Problem to solve:
Transcribe the lines from the start of the data below through the line with "from jax import random", word for word and nothing more.

Collected data:

PR #2594, opened 2022-11-08
Remove Mypy type errors

### LINKED ISSUE #688: Run mypy in run_all_tests.sh
Ideally we want both type checkers to work correctly at least for the library. Also mypy should offer a speedup

_Originally posted by @jheek in https://github.com/google/flax/discussions/685#discussioncomment-140141_

zaxtax:
# What does this PR do?

This PR makes the annotation changes necessary so that mypy checks would all pass under CI

Fixes #688

## Checklist
      checks if that's the case).
      link).

### DIFF
--- a/flax/core/lift.py
+++ b/flax/core/lift.py
@@ -28,7 +28,7 @@ from .frozen_dict import unfreeze
 import jax
 from jax import random
 from .scope import (CollectionFilter, DenyList, PRNGSequenceFilter,  # pylint: disable=g-multiple-import
-                    Scope, group_collections, in_filter,
+                    Filter, Scope, group_collections, in_filter,
                     intersect_filters, is_filter_empty, subtract_filters,
                     union_filters)
 
@@ -148,7 +148,7 @@ def pack(fn: Callable[..., Any],
       for inner_scope in inner_scopes:
         inner_scope.invalidate()
       inner_scopes = []
-      mutable = False
+      mutable: Filter = False
       for out_filter in out_variable_filters:
         mutable = union_filters(mutable, out_filter)
       # could be () in the edge case where no rngs or variable_groups are lifted
@@ -1264,8 +1264,8 @@ def jit(fn: Callable[..., Any],
   # Close over scope_fn & repack_fn to avoid recompilation
   # this is impure but we use the fingerprint arg to differentiate between cases
   # where scope_fn or repack_fn actually produce non-identical results.
-  scope_fn = None  # type: Callable
-  repack_fn = None  # type: Callable
+  scope_fn = None  # type: Optional[Callable]
+  repack_fn = None  # type: Optional[Callable]
   @functools.partial(jax.jit,
                      static_argnums=static_argnums,
                      donate_argnums=donate_argnums,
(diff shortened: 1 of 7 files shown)


flax/core/scope.py
```diff
@@ -619,8 +619,9 @@ def is_collection_empty(self, col: str) -> bool:
   def _mutable_collection(self, col: str) -> MutableCollection:
     """Returns the collection `col` as a mutable object."""
     assert self.is_mutable_collection(col), f'Collection {col} is not mutable'
+
     if col not in self._variables:
-      if self.parent:
+      if self.parent and self.name is not None:
```
cgarciae, line 624: I think its safer to use an assert over `name` so the runtime behaviour remains the same:
```python
if self.parent:
  assert self.name is not None
  ...
```

flax/core/scope.py
```diff
@@ -837,7 +838,7 @@ def bind(variables: VariableDict,
 
 def apply(fn: Callable[..., Any],
           mutable: CollectionFilter = False,
-          flags: Optional[Dict] = None) -> Callable[..., Any]:
+          flags: Optional[FrozenDict] = None) -> Callable[..., Any]:
```
cgarciae, line 841: We seem to accept both `FrozenDict` and `Dict`, probably the correct type is either `Union[Dict, FrozenDict]` or even `Mapping`.

zaxtax: I think changing to `Mapping` is best

flax/core/scope.py
```diff
@@ -632,7 +634,7 @@ def _mutable_collection(self, col: str) -> MutableCollection:
   def _collection(self, col: str) -> Collection:
     """Returns a collection of variables of collection `col`."""
     if col not in self._variables:
-      if self.parent:
+      if self.parent and self.name is not None:
```
cgarciae, line 637: Same issue as before, lets use an assert here.

levskaya:
I'm seeing a ton of failures internally that all seem like duplicates of:
```
Base signature: 'def builtins.object.__dir__(self) -> List[str]'.
  Subclass signature: 'def flax.linen.module.Module.__dir__(self) -> Iterable[str]'.
  Return type mismatch.
```

cgarciae:
Thanks @levskaya! Makes sense, we'll revert that.

zaxtax:
> I'm seeing a ton of failures internally that all seem like duplicates of:
> 
> ```
> Base signature: 'def builtins.object.__dir__(self) -> List[str]'.
>   Subclass signature: 'def flax.linen.module.Module.__dir__(self) -> Iterable[str]'.
>   Return type mismatch.
> ```

Thanks for the heads-up. If it's at all possible, @levskaya is there a minimal example that triggers the error you can share? @cgarciae does that seem like a reasonable request? Since, I think if that's the only issue, we might be able to not revert too much and still get something modest merged in.

cgarciae:
@zaxtax oh, I meant just revert the signature for `Module.__dir__`'s output from `Iterable` to `List`.

flax/core/lift.py
```diff
@@ -1264,8 +1264,8 @@ def jit(fn: Callable[..., Any],
   # Close over scope_fn & repack_fn to avoid recompilation
   # this is impure but we use the fingerprint arg to differentiate between cases
   # where scope_fn or repack_fn actually produce non-identical results.
-  scope_fn = None  # type: Callable
-  repack_fn = None  # type: Callable
+  scope_fn = None  # type: Optional[Callable]
```
levskaya, line 1267: Curious: why aren't we using inline actual type annotations here?

Issue #2412, opened 2022-08-23
Test TransformedMethodReturnValueError for a returned Variable


melissatan:
The linen_transforms_test file contains a unit test for TransformedMethodReturnValueError when a Module is returned (`test_returned_module_warning`), but doesn't yet cover the scenario where a Variable is returned.

PR #2610, opened 2022-11-14
Added test to check for Variable warning.

chiamp:
Addresses #2412

Added a test to check for jitting a function that returns a Variable type.


IvyZX (approved):
Thanks for adding this!

Issue #2624, opened 2022-11-17
Add explicit warning if flax.io is using default Python I/O operations


chiamp:
Are native operations really slower than tensorflow?
Maybe worth pointing out that any access to GCS (i.e. "gs://" paths) will fail. Being explicit about this failure mode might also be a good idea inside below functions (e.g. when a program runs fine in one environment, but then crashes in another environment, it might not be obvious to the user that the 2nd invocation has crashed because it was trying to access a "gs://" path in an environment that did not have Tensorflow installed).

_Originally posted by @andsteing in https://github.com/google/flax/pull/2586#discussion_r1023606713_

PR #2625, opened 2022-11-17
Added explicit warning if flax.io is using default Python I/O operations

chiamp:
Addresses #2624

Added explicit warning if flax.io is using default Python I/O operations.

### DIFF
--- a/flax/io.py
+++ b/flax/io.py
@@ -42,7 +42,8 @@ if importlib.util.find_spec('tensorflow'):
   io_mode = BackendMode.TF
 else:
   logging.warning("Tensorflow library not found, tensorflow.io.gfile "
-                  "operations will use slower native shim calls.")
+                  "operations will use native shim calls. "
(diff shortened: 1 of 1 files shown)


flax/io.py
```diff
@@ -42,7 +42,8 @@ class BackendMode(Enum):
   io_mode = BackendMode.TF
 else:
   logging.warning("Tensorflow library not found, tensorflow.io.gfile "
-                  "operations will use slower native shim calls.")
+                  "operations will use slower native shim calls. "
```
andsteing, line 45: So, did you verify that native calls are actually *slower* ?

levskaya: It's more that native calls can't support GCS / other networking file systems out of the box, so IF tensorflow is installed, we'd like to just use them via the tf.io.gfile support.

chiamp: I've removed the mention of native shim calls being slower in the warning message

PR #3370, opened 2023-09-26
updated docs

chiamp:
Updated docs.

A couple highlights:
* [Removed](https://github.com/google/flax/pull/3370/files#diff-dce016d0e4f8a6b6c5bda025db3ab4fea095d2bf2843db45f1dab22a1cb226bdL59-L62) BlackJax example since the link is broken and it seems like the [current codebase](https://github.com/blackjax-devs/blackjax) doesn't use Flax (although it is listed as a [required dependency](https://github.com/blackjax-devs/blackjax/blob/main/requirements-doc.txt))
* Added a more detailed [example](https://github.com/google/flax/pull/3370/files#diff-9401b9f921c0646d40ec072c53d29fea7051e47410b0a30340e54c3012c86a0fR38-R47) in the docstring of `Dropout`, since a new user may find it unclear what the `train=True` argument is for in the original code snippet:
```
model.apply({'params': params}, inputs=inputs, train=True, rngs={'dropout': dropout_rng})
```

### DIFF
--- a/docs/api_reference/flax.cursor.rst
+++ b/docs/api_reference/flax.cursor.rst
@@ -12,7 +12,7 @@ To illustrate, consider the example below::
   import dataclasses
   from typing import Any
 
-  @dataclasses.dataclass
+  @dataclasses.dataclass(frozen=True)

Response:
PR #2594, opened 2022-11-08
Remove Mypy type errors

### LINKED ISSUE #688: Run mypy in run_all_tests.sh
Ideally we want both type checkers to work correctly at least for the library. Also mypy should offer a speedup

_Originally posted by @jheek in https://github.com/google/flax/discussions/685#discussioncomment-140141_

zaxtax:
# What does this PR do?

This PR makes the annotation changes necessary so that mypy checks would all pass under CI

Fixes #688

## Checklist
      checks if that's the case).
      link).

### DIFF
--- a/flax/core/lift.py
+++ b/flax/core/lift.py
@@ -28,7 +28,7 @@ from .frozen_dict import unfreeze
 import jax
 from jax import random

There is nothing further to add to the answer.